Для подлинного гуманизма свобода означает высшее благо; поэтому Ленина пытались прежде всего оклеветать путем фальсификации его учения о свободе. Но подлинная свобода не похожа на буржуазную «свободу». В статье «Фальшивые речи о свободе» Ленин беспощадно разоблачает мелкобуржуазные предрассудки. «Пока не уничтожены классы, — пишет он, — всякие разговоры о свободе и равенстве вообще являются самообманом или обманом рабочих, а также всех трудящихся и эксплуатируемых капиталом, являются, во всяком случае, защитой интересов буржуазии. Пока не уничтожены классы, при всяком рассуждении о свободе и равенстве должен быть поставлен вопрос: свобода для какого класса? и для какого именно употребления? равенство какого класса с каким? и в каком именно отношении?» * И далее Ленин пишет, что в классовом обществе существует «лицемерное равенство» собственника и неимущего, сытого и голодного, эксплуататора и эксплуатируемого**.
Ленинское определение свободы прекрасно демонстрирует разницу между подлинным и ложным гуманизмом, между егуманизмом» и гуманизмом. «Гуманист» видит свободу в позволении публично бранить правительство. Ленинский подлинный гуманист считает, что свободен тот, кто свободен от страха перед безработицей и голодной старостью, кто свободен от страха за судьбу своих детей…
Народы мира в Ленине. М… 1980. С. 76–78
Ф. И. ШАЛЯПИН
из книги
«МАСКА И ДУША. МОИ СОРОК ЛЕТ НА ТЕАТРАХ»
Стали меня очень серьезно огорчать и дела в театре. Хотя позвали меня назад в театр для спасения деда и в первое время с моими мнениями считались, но понемногу закулисные революционеры опять стали меня одолевать. У меня возник в театре конфликт с некой дамой, коммунисткой, заведовавшей каким-то театральным департаментом. Пришел в Мариинский театр не то циркуляр, не то живой чиновник и объявляет нам следующее:
бывшие императорские театры объелись богатствами реквизита, костюмов, декораций. А народ в провинции живет-де во тьме. Не ехать же этому народу в Петербург в Мариинский театр просвещаться! Так вот, видите ли, костюмы и декорации столицы должны быть посланы на помощь неимущим. Пусть обслуживают районы и провинцию.
Против этого я резко восстал. Единственные в мире по богатству и роскоши мастерские, гардеробные и декоративные императорских театров Петербурга имеют свою славную историю и высокую художественную ценность. И эти сокровища начнут растаскивать по провинциям и районам, и пойдут они по рукам людей, которым они решительно ни на что не нужны, ни они, ни их история. Я с отвращением представлял себе, как наши драгоценные костюмы сворачивают и суют в корзинки. «Нет!» — сказал я категорически. Помню, я даже выразился, что если за эти вещи мне пришлось бы сражаться, то я готов взять в руки какое угодно оружие.
Но бороться «буржую» с коммунистами нелегко. Резон некоммуниета не имел права даже называться резоном… А петербургская высшая власть была, конечно, на стороне ретивой коммунистки.
Тогда я с управляющим театром, мне сочувствовавшим, решил съездить в Москву и поговорить об атом деле с самим Лениным. Свидание было получить не очень легко, но менее трудно, чем с Зиновьевым в Петербурге.
В Кремле, в палате, которая в прошлом называлась, кажется, Судебной, я подымался по бесчисленным лестницам, охранявшимся вооруженными солдатами. На каждом шагу проверялись пропуски. Наконец, я достиг дверей, у которых стоял патруль.

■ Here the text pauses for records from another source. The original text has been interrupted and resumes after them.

PR #1714, opened 2026-08-14
Fix[bmqp::RequestManager]: handle unset `rId` in response

678098:
Check for `rId` being not null before trying to perform lookup
`d_requests.find(response.rId().value());`.

### DIFF
--- a/src/groups/bmq/bmqp/bmqp_requestmanager.cpp
+++ b/src/groups/bmq/bmqp/bmqp_requestmanager.cpp
@@ -404,6 +404,14 @@ int RequestManager::processResponse(
         rc_NOT_FOUND = -1
     };
 
+    if (response.rId().isNull()) {
+        // The response carries no correlator, so it cannot be matched to an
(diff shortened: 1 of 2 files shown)


src/groups/bmq/bmqp/bmqp_requestmanager.cpp
```diff
@@ -404,6 +404,14 @@ int RequestManager::processResponse(
         rc_NOT_FOUND = -1
     };
 
+    if (response.rId().isNull()) {
+        // The response carries no correlator, so it cannot be matched to an
+        // outstanding request.
+        BALL_LOG_DEBUG << "Received a response without a request id"
+                       << ", dropping it";
+        return rc_NOT_FOUND;  // RETURN
+    }
```
678098, line 413: A few lines below
```
RequestMapIter it = d_requests.find(response.rId().value());
```

pniedzielski (approved):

Я вошел в совершенно простую комнату, разделенную на две части, большую и меньшую. Стоял большой письменный стол. На нем лежали бумаги, бумаги. У стола стояло кресло. Это был сухой и трезвый рабочий кабинет.

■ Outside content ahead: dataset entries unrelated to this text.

PR #1715, opened 2026-08-14
Fix[bmqp::RequestManager]: handle int32 signed overflow

678098:
- Wrap to 1 on reaching int32::max() when selecting the next requestId
- Attempt to find the next unused requestId in a map

### DIFF
--- a/src/groups/bmq/bmqp/bmqp_requestmanager.cpp
+++ b/src/groups/bmq/bmqp/bmqp_requestmanager.cpp
@@ -43,6 +43,18 @@
 namespace BloombergLP {
 namespace bmqp {
 
+namespace {
+
+/// Lowest identifier which can be assigned to a request; zero is reserved
+/// to indicate that no request has been sent yet.
+const int k_FIRST_REQUEST_ID = 1;
+
+/// Highest identifier which can be assigned to a request, as dictated by
+/// the type of the identifier field on the wire.
+const int k_LAST_REQUEST_ID = bsl::numeric_limits<int>::max();
+
+}  // close unnamed namespace
+
 // --------------------
 // class RequestManager
 // --------------------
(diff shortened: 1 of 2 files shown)


src/groups/bmq/bmqp/bmqp_requestmanager.cpp
```diff
@@ -69,6 +81,22 @@ RequestManager::sendHelper(bmqio::Channel*                     channel,
...
+    // executed with 'd_mutex' locked
+
+    // Each iteration considers a distinct identifier, and there are more
+    // identifiers than there can be entries in 'd_requests', hence this loop
+    // terminates.
+    do {
+        d_nextRequestId = (d_nextRequestId == k_LAST_REQUEST_ID)
+                              ? k_FIRST_REQUEST_ID
+                              : d_nextRequestId + 1;
+    } while (d_requests.find(d_nextRequestId) != d_requests.end());
```
678098, line 95: This lookup should be performed just once every time we call this function, before we reach 2.147kk requests.
If we reached it, we might theoretically have multiple iterations of this loop.
What do you think? Is it worth attempting to find the next unused `rId`?

src/groups/bmq/bmqp/bmqp_requestmanager.cpp
```diff
@@ -390,7 +418,7 @@ RequestManager::sendRequest(const RequestSp&          request,
     // Insert the request in the map
     BSLA_MAYBE_UNUSED bsl::pair<RequestMapIter, bool> insertRC =
         d_requests.insert(bsl::make_pair(requestId, request));
-    BSLS_ASSERT_SAFE(insertRC.second);
```
678098, line 393: This code might have failed on `int32::max` wrap without an attempt to find next; with this PR, we are guaranteed to find the next unused.
Also, changing this to `ASSERT_OPT`

src/groups/bmq/bmqp/bmqp_requestmanager.cpp
```diff
@@ -69,6 +81,22 @@ RequestManager::sendHelper(bmqio::Channel*                     channel,
...
+    // Each iteration considers a distinct identifier, and there are more
+    // identifiers than there can be entries in 'd_requests', hence this loop
+    // terminates.
+    do {
+        d_nextRequestId = (d_nextRequestId == k_LAST_REQUEST_ID)
+                              ? k_FIRST_REQUEST_ID
+                              : d_nextRequestId + 1;
+    } while (d_requests.find(d_nextRequestId) != d_requests.end());
+
+    return d_nextRequestId;
```
678098, line 97: This code is also difficult to test.
UT that calls `bmqp::RequestManager::sendRequest` 2kkk times might take hours to execute. The only way to write a good test is to expose `bmqp::RequestManager` internal state to fast-forward `d_nextRequestId`

hallfox: Yeah I might try to separate this request id assigner into a separate component-private class and then you can expose constructors and what have you all you like for unit test purposes, e.g.

```c++
class RequestManager_IdGenerator {
private:
  int d_nextRequestId;
public:
  RequestManager_IdGenerator(int startRequestId);
  int nextRequestId(const RequestMap& map);
};
```

Then you can rig up tests to pass in whatever state you want for a test.

src/groups/bmq/bmqp/bmqp_requestmanager.cpp
hallfox: Seems fine? If we're worried about a linear search having potentially bad performance profiles in the case where we've run out of identifiers that would probably depend on actual request identifier density.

И вот из маленькой двери, из угла покатилась фигура татарского типа с широкими скулами, с малой шевелюрой, с бородкой. Ленин. Он немного картавил на Р. Поздоровались. Очень любезно пригласил сесть и спросил, в чем дело. И вот я как можно внятнее начал рассусоливать очень простой, в сущности, вопрос. Не успел я сказать несколько фраз, как мой план рассусоливания был немедленно расстроен Владимиром Ильичом. Он коротко сказал:
— Не беспокойтесь, не беспокойтесь. Я все отлично понимаю.

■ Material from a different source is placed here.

PR #1721, opened 2026-08-19
Fix[mqbc::StorageMgr]: Validate E_PUSH sender and partitionId

kaikulimu:
## Summary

Тут я понял, что имею дело с человеком, который привык понимать с двух слов, и что разжевывать ему дел не надо. Он меня сразу покорил и стал мне симпатичен. «Это, пожалуй, вождь», — подумал я.
А Ленин продолжал:
— Поезжайте в Петроград, не говорите никому ни слова, а я употреблю влияние, если оно есть, на то, чтобы ваши резонные опасения были приняты во внимание в вашу сторону.